» **EXERCISE OBJECTIVE**:
All that should come back is the lines of the data below from the one containing "you are using?" to the one containing "The current mechanism", inclusive, exactly as they stand.

============================================================

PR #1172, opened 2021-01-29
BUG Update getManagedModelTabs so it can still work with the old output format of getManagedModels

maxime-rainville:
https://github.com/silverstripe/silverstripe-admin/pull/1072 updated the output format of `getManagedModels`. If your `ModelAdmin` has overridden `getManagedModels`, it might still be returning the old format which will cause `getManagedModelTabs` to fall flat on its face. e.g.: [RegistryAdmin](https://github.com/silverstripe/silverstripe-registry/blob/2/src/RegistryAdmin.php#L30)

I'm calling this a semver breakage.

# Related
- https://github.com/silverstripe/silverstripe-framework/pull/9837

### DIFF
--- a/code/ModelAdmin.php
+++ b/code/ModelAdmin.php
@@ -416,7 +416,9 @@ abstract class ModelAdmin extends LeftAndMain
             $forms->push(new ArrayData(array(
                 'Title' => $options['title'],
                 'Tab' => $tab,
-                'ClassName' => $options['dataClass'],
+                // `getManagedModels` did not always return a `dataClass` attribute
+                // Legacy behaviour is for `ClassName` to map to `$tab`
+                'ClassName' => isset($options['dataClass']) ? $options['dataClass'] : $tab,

============================================================

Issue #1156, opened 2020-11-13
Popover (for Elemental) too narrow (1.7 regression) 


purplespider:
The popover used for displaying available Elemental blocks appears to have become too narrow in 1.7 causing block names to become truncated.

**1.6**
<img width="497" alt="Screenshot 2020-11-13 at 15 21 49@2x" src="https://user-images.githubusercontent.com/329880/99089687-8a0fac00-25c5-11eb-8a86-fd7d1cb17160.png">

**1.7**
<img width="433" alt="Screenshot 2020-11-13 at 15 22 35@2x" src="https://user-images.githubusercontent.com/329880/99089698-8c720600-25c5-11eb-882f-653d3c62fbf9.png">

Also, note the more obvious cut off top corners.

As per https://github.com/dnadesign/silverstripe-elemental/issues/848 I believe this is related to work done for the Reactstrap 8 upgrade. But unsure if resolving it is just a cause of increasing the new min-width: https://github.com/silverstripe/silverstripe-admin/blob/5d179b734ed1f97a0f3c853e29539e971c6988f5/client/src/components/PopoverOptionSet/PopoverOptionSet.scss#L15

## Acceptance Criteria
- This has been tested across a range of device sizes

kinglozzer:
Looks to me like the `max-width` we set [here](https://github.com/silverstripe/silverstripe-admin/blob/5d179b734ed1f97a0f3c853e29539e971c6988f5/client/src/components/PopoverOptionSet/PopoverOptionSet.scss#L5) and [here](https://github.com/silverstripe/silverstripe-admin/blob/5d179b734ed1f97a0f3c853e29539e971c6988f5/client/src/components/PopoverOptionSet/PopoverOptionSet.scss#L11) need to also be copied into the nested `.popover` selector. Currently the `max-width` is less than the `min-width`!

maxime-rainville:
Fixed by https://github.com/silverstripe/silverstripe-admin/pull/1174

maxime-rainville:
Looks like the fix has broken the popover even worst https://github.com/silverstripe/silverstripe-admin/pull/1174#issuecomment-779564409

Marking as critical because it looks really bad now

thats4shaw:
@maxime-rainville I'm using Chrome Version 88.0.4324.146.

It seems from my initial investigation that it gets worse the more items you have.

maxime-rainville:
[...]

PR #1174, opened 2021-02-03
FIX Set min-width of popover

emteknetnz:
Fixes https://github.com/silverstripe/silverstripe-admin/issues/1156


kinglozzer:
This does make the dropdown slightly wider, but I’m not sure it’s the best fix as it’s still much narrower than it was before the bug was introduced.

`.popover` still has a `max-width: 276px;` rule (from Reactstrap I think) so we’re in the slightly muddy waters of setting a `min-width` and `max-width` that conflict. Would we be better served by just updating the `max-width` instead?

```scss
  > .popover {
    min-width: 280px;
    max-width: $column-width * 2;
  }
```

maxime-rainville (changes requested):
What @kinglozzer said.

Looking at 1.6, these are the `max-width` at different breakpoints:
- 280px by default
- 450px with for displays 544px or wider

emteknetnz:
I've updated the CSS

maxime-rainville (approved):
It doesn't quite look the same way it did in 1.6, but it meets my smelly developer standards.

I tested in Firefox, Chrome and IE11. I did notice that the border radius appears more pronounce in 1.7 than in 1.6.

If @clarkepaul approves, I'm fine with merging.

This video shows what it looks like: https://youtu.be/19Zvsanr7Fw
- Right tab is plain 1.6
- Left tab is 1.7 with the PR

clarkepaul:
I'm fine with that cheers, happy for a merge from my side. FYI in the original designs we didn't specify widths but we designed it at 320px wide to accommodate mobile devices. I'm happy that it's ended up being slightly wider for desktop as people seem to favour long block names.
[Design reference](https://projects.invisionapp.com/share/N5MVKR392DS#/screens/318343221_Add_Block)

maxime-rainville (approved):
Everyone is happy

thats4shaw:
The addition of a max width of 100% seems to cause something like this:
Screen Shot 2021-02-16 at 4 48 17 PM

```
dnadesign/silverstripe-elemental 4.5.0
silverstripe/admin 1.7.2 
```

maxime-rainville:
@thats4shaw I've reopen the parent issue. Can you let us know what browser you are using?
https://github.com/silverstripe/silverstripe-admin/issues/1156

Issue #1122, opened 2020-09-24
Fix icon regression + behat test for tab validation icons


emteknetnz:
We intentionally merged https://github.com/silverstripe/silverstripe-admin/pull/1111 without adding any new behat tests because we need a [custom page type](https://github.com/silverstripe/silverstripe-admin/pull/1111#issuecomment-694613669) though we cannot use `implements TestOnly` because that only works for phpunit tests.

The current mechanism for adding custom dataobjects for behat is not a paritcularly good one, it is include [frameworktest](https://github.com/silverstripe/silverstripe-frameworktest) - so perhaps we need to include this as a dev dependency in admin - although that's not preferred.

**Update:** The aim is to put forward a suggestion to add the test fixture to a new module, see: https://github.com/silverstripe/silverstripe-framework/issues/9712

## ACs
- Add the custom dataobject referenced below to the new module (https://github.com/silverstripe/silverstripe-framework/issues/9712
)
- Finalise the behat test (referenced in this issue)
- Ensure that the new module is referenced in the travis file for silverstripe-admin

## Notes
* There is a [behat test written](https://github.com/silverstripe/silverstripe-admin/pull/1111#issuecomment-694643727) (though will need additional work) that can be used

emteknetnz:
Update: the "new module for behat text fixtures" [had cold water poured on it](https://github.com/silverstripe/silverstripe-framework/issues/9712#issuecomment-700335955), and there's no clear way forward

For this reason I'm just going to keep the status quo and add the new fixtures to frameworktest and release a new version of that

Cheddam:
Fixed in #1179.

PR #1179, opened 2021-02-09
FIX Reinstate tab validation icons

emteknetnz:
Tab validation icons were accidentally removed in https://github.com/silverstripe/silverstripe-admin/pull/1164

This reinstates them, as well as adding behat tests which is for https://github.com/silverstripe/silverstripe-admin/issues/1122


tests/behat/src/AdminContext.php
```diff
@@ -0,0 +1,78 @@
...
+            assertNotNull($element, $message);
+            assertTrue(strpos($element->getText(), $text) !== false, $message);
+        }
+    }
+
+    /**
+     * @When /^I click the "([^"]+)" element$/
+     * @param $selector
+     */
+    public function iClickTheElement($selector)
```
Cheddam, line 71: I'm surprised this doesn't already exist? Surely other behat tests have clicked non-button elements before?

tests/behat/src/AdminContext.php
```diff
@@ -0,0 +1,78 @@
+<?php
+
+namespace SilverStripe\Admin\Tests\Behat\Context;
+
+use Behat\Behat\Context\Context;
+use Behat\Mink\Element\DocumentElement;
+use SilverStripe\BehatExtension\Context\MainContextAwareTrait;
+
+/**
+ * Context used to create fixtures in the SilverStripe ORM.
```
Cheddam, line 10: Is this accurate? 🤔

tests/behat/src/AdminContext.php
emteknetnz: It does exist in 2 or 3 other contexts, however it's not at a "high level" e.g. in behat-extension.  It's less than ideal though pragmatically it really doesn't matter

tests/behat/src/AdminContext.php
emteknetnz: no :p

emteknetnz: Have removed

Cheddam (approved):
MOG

============================================================

» **RESPONSE**:
@thats4shaw I've reopen the parent issue. Can you let us know what browser you are using?
https://github.com/silverstripe/silverstripe-admin/issues/1156

Issue #1122, opened 2020-09-24
Fix icon regression + behat test for tab validation icons


emteknetnz:
We intentionally merged https://github.com/silverstripe/silverstripe-admin/pull/1111 without adding any new behat tests because we need a [custom page type](https://github.com/silverstripe/silverstripe-admin/pull/1111#issuecomment-694613669) though we cannot use `implements TestOnly` because that only works for phpunit tests.

The current mechanism for adding custom dataobjects for behat is not a paritcularly good one, it is include [frameworktest](https://github.com/silverstripe/silverstripe-frameworktest) - so perhaps we need to include this as a dev dependency in admin - although that's not preferred.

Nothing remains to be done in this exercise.